Just to recapitulate concepts seen in previous sessions, we are going to work in a more complex example.

Let’s imagine this assignation between numbers in a phone (i.e. an iPhone) and letters:

```
val mnemonics = Map('2' -> "ABC", '3' -> "DEF", '4' -> "GHI",
'5' -> "JKL", '6' -> "MNO", '7' -> "PQRS",
'8' -> "TUV", '9' -> "WXYZ")
```

And let’s assume we have a dictionary with a list of words.

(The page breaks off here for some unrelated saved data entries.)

PR #6808, opened 2022-12-16
Ui automate bz2103975

mashetty330:
Validate if unprivileged user without any roles assigned can access to ODF dashboard under Storage in OCP console
Bug: https://bugzilla.redhat.com/show_bug.cgi?id=2103975


tests/ui/test_other_user.py
```diff
@@ -51,3 +59,21 @@ def test_create_storageclass_rbd(self, user_factory, login_factory):
         """Login using created user"""
         obc_ui_obj = ObcUi(login_factory(user[0], user[1]))
         obc_ui_obj.check_obc_option()
+
```
avd-sagare, line 62: Change the filename to like test_nonadmin_user_odfaccess

ocs_ci/framework/conf/default_config.yaml
```diff
@@ -256,7 +256,7 @@ EXTERNAL_MODE:
 UI_SELENIUM:
   browser_type: "chrome"
   chrome_type: "google-chrome"
-  headless: True
```
OdedViner, line 259: Please change the `headless` value to `True`

ocs_ci/ocs/ui/views.py
```diff
@@ -1094,6 +1094,14 @@
         "//a[normalize-space()='noobaa.io~v1alpha1~BucketClass']",
         By.XPATH,
     ),
+    "Developer_dropdown": (
```
OdedViner, line 1097: Can you use lowercase on key? [ `Developer_dropdown` ->` `developer_dropdown`]

ocs_ci/ocs/ui/validation_ui.py
```diff
@@ -565,3 +565,18 @@ def check_capacity_breakdown(self, project_name, pod_name):
...
+
+    def validate_unprivileged_access(self):
+        """
+        Function to verify the unprivileged users can't access ODF dashbaord
+        """
+        self.do_click(self.validation_loc["developer_dropdown"])
+        self.do_click(self.validation_loc["select_administrator"], timeout=5)
+        try:
+            self.navigate_odf_overview_page()
+        except Exception:
```
am-agrawa, line 577: Can we raise any specific exception for this case?

tests/ui/test_non_admin_user.py
```diff
@@ -51,3 +59,21 @@ def test_create_storageclass_rbd(self, user_factory, login_factory):
...
         obc_ui_obj.check_obc_option()
+
+
+class TestUnprivilegedUserODFAccess(E2ETest):
+    """
+    Test if unprivileged user can see ODF dashboard
+    """
+
+    @ui
+    @tier2
```
am-agrawa, line 70: For adding it to tier2, let's seek clarity from Bipin Kunal or Harish

hnallurv: Since this is a security concern, IMO, better to add it in tier1 so we detect such loopholes much early

ocs_ci/ocs/ui/validation_ui.py
mashetty330: Here I expect `TimeoutException` from do_click() method inside self.navigate_odf_overview_page() but whats weird is if I use below piece of code to have specific exception handling

>         except TimeoutException:
            logger.info(
                "As expected, ODF dashboard is not available for the unprivileged user"
            )

I see that exception is not caught even though raised exception is TimeoutException. It only works when I keep the exception handling broader by using just Exception clause

OdedViner (approved):

tests/ui/test_non_admin_user.py
```diff
@@ -3,8 +3,17 @@
...
 from ocs_ci.ocs.ui.mcg_ui import ObcUi
+from ocs_ci.ocs.ui.validation_ui import ValidationUI
 from ocs_ci.ocs import ocp
-from ocs_ci.framework.testlib import ManageTest, ui, bugzilla, polarion_id, tier2
+from ocs_ci.framework.testlib import (
+    ManageTest,
+    ui,
+    bugzilla,
+    polarion_id,
+    tier2,
```
am-agrawa, line 13: Now it shows both tier 1 and 2

ocs_ci/ocs/ui/validation_ui.py
```diff
@@ -565,3 +566,18 @@ def check_capacity_breakdown(self, project_name, pod_name):
...
+
+    def validate_unprivileged_access(self):
+        """
+        Function to verify the unprivileged users can't access ODF dashbaord
+        """
+        self.do_click(self.validation_loc["developer_dropdown"])
+        self.do_click(self.validation_loc["select_administrator"], timeout=5)
+        try:
+            self.navigate_odf_overview_page()
+        except TimeoutException as ex:
```
am-agrawa, line 578: Pls create a custom exception for broader understanding

mashetty330: I feel custom exception is unnecessary if its not reusable, thats why `logger.info`

ocs_ci/ocs/ui/validation_ui.py
```diff
@@ -565,3 +566,18 @@ def check_capacity_breakdown(self, project_name, pod_name):
...
+            logger.info(
+                f"As expected, ODF dashboard is not available for the unprivileged user: {ex}"
+            )
+        else:
+            assert False, "Unexpected, unprivileged users can access ODF dashboard"
```
am-agrawa, line 583: if there is no exception in try block, else block will execute, which means navigation under try block worked, but then else block gets executed where you are asserting false, so the test will always fail in this scenario.

tests/ui/test_non_admin_user.py
mashetty330: @am-agrawa tier2 is being used by other test.

ocs_ci/ocs/ui/validation_ui.py
mashetty330: Yes correct that is what expected. Only criteria for test success is try block throws exception.

mashetty330: what I can do is basically, instead of assert here... like you suggested raise a custom exception which is then caught in the test function and that can be used to assert the test.

am-agrawa (approved):

am-agrawa:
Pls run the PR validation jobs for all versions from 4.9 to 4.12.

OdedViner (approved):

PrasadDesala (approved):

PR #6835, opened 2022-12-22
Updating provider deployment for using subnet_ids parmeter from config

suchita-g:


suchita-g:
Already handled in another merged PR

Issue #6838, opened 2022-12-22
test_namespacestore_creation_webhook[Empty secret name] fails to detect invalid secret error


sagihirshfeld:
The attempt at creating a resource without providing a valid secret name fails as expected, but the test fails in recognized the new error message and continues to raise it:

`Error is Error from server: error when creating "/tmp/NamespaceStorex19xuygu": admission webhook "admissionwebhook.noobaa.io" denied the request: Failed creating the NamespaceStore, please provide a valid ARN or secret name`

RP links:
- https://reportportal-ocs4.apps.ocp-c1.prod.psi.redhat.com/ui/#ocs/launches/362/6551/269495/269500/269503/log
- https://reportportal-ocs4.apps.ocp-c1.prod.psi.redhat.com/ui/#ocs/launches/362/6759/279024/279029/279037/log
- https://reportportal-ocs4.apps.ocp-c1.prod.psi.redhat.com/ui/#ocs/launches/362/7469/325315/325322/325328/log
- https://reportportal-ocs4.apps.ocp-c1.prod.psi.redhat.com/ui/#ocs/launches/all/6269/254781/254786/254790/log

PR #6858, opened 2022-12-27
Fix the expected error message when providing an empty secret name at TestAdmissionWebhooks::test_namespacestore_creation_webhook[Empty secret name]

sagihirshfeld:
Fixes: #6838 

Signed-off-by: Sagi Hirshfeld <shirshfe@redhat.com>

### DIFF
--- a/tests/manage/mcg/test_admission_control.py
+++ b/tests/manage/mcg/test_admission_control.py
@@ -155,7 +155,7 @@ class TestAdmissionWebhooks(MCGTest):
                             "secret": {"name": ""},
                         },
                     },
-                    "please provide a valid ARN or secret name",
+                    "secret name",
                 ],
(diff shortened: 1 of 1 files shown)


sagihirshfeld:
When trying to create a NamepsaceStore with an empty secret, the resulting error depends on the version:

- In ODF versions <= 4.11: 
`... Failed creating the namespacestore, please provide secret name`

- In ODF 4.12 it was modified to resemble the error we would get while trying to create a BackingStore in the same way:
`... Failed creating the NamespaceStore, please provide a valid ARN or secret name`

I changed the substring we are looking for in the error message to `secret name` in order to detect the error in both cases. The change was made in the PyTeset param arg to avoid specific what-if logic in the test itself

keesturam (approved):

mashetty330 (approved):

Our goal is to design a method `translate`

such as this call produces this result (and others):

```
translate("7225247386")
// Scala is fun
```

Please note that “S” is included in phone key for number 7, “c-a” in key for number 2, “l” in key for number 5, “a” in key for number 2, and so on until “u” and “n” that are in keys for number 8 and 6. So, for each number we have some different letters that we can use to create existing words in our dictionary of words.

## Final consideration on collections

Now that we’ve seen some Scala immutable collections it’s a good time to sumarize some of their characteristics:

- easy to use: few steps to do the job,
- concise: one word replaces a whole loop,
- safe: type checker is really good at catching errors,
- fast: collection operations are tuned, can be parallelized,
- universal: one vocabulary to work on all kinds of collections.

This makes them a very attractive tool for software development.